"Hath he kin in the city?"

"Nay, he is solitary."

Kenkenes walked away unsteadily. The nervous energy that had upborne him during his intense excitement was deserting him. His hunger and weariness were asserting themselves.

He turned down the narrow passage leading to his father's house. And suddenly, in the way of such vagrant thoughts, it occurred to him that the inscription on the tomb had been pointedly denied by the old woman's statements.

"Ah, I might have known," he said impatiently. "Rachel put the writing there for me when she left the tomb for the shelter Masanath offered her in Memphis."

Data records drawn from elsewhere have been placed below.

PR #1014, opened 2020-06-24
Small checks for MQTT_GetPacketId and MQTT_GetIncomingPacketTypeAndLength

sarenameas:
*Description of changes:*

- Intentionally check for integer overflow in MQTT_GetPacketId. This helps with alleviating flags in bound checking tools and any unwanted behavior that might result from simply just allowing overflow and handling it after.
- Add NULL parameter check for public function MQTT_GetIncomingPacketTypeAndLength
- Add unit tests for the last bullet point.

### DIFF
--- a/libraries/standard/mqtt/src/mqtt.c
+++ b/libraries/standard/mqtt/src/mqtt.c
@@ -1468,9 +1468,12 @@ uint16_t MQTT_GetPacketId( MQTTContext_t * pContext )
     if( pContext != NULL )
     {
         packetId = pContext->nextPacketId;
-        pContext->nextPacketId++;
 
-        if( pContext->nextPacketId == 0U )
+        if( pContext->nextPacketId == UINT16_MAX )
+        {
+            pContext->nextPacketId = 1;
+        }
+        else
         {
             pContext->nextPacketId++;
         }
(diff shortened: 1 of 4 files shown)


libraries/standard/mqtt/src/mqtt_lightweight.c
```diff
@@ -2046,35 +2106,17 @@ MQTTStatus_t MQTT_GetIncomingPacketTypeAndLength( MQTTTransportRecvFunc_t readFu
...
-            }
-        }
-        else
-        {
-            LogError( ( "Incoming packet invalid: Packet type=%u",
-                        pIncomingPacket->type ) );
-            status = MQTTBadResponse;
-        }
-    }
-    else if( bytesReceived == 0 )
```
muneebahmed10, line 2071: I would suggest having this be something like `else if( ( bytesReceived == 0 ) && ( status != MQTTBadParameter ) )`, so that we don't have to add another helper function.

libraries/standard/mqtt/src/mqtt.c
```diff
@@ -1468,9 +1468,12 @@ uint16_t MQTT_GetPacketId( MQTTContext_t * pContext )
     if( pContext != NULL )
     {
         packetId = pContext->nextPacketId;
-        pContext->nextPacketId++;
 
-        if( pContext->nextPacketId == 0U )
+        if( pContext->nextPacketId == UINT16_MAX )
```
abhidixi11, line 1472: I think we missed it earlier, it would be nice to add a reason here the the packet-Id 0 is  invalid.

sarenameas: Noted, I will add with the next wave of MQTT changes.

PR #1015, opened 2020-06-26
Add CBMC proof for HTTPClient_AddRangeHeader

yourslab:
This CBMC proof for HTTPClient_AddRangeHeader has no errors or warnings provided the following fixes are made below:
- Must check that `rangeStartOrlastNbytes != INT_MIN` because a signed 32-bit int cannot represent the absolute value of INT_MIN when calling `convertInt32ToAscii(...)`
- Must check that `pRequestHeaders->headersLen <= pRequestHeaders->bufferLen`, or another buffer overflow is possible exactly like what was found inHTTPClient_AddHeader.


libraries/standard/http/src/http_client.c
```diff
@@ -1465,6 +1470,13 @@ HTTPStatus_t HTTPClient_AddRangeHeader( HTTPRequestHeaders_t * pRequestHeaders,
                     rangeStartOrlastNbytes, rangeEnd ) );
         returnStatus = HTTP_INVALID_PARAMETER;
     }
+    else if( rangeStartOrlastNbytes == INT32_MIN )
```
sarenameas, line 1473: Do these need unit tests? Are these in a separate PR?

PR #1016, opened 2020-06-26
Bring down complexity of sendHttpData to 8

yourslab:
Brings down complexity of sendHttpData to 8

All credits go to @muneebahmed10 for this one! Thanks man!


libraries/standard/http/src/http_client.c
```diff
@@ -797,7 +797,7 @@ static int httpParserOnBodyCallback( http_parser * pHttpParser,
     /* MISRA Rule 11.8 flags casting away the const qualifier in the pointer
      * type. This rule is suppressed because when the body is of transfer
      * encoding chunked, the body must be copied over the chunk headers that
-     * preceed it. This is done to have a contigous response body. This does
+     * preceed it. This is done to have a contiguous response body. This does
```
muneebahmed10, line 800: Just realized there were two typos in this line
```suggestion
     * precede it. This is done to have a contiguous response body. This does
```

yourslab: Nice! Good catch.

PR #1018, opened 2020-06-28
Add unit test script for CI

nateglims:
*Description of changes:* Add a shell script to run unit tests in CI. Unit tests in this case are binaries generated by CMake with the `-DBUILD_TESTS=1` option set and have `utest` in their name. This distinction is to differentiate from platform integration tests, service integration tests and demos.


ci/ci_utest.sh
```diff
@@ -0,0 +1,25 @@
...
+
+    if [ $? -ne "0" ] ; then
+        STATUS=1
+    fi
+
+done
+
+if [ "$STATUS" = "1" ] ; then
+    exit 1
+fi
```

The admission cheered him somewhat, but it did not repair his exhausted forces. By the time he reached his father's door he was unsteady, indeed, and beyond further exertion.

CHAPTER XXXVI

THE MURKET'S SACRIFICE

The murket sat at his place in the work-room, but no papyrus scrolls lay before him; his fine implements were not in sight; the ink-pots and pens were put away and the table was clear except for a copper lamp that sputtered and flared at one end. The great artist's arms were extended across the table, his head bowed upon them, his hands clasped. The attitude was not that of weariness but of trouble.

Kenkenes hesitated. For the first time since the hour he left Memphis for Thebes, months before, he felt a sense of culpability. He realized, with great bounds of comprehension, that the results of his own trouble had not been confined to himself. He began to understand how infectious sorrow is.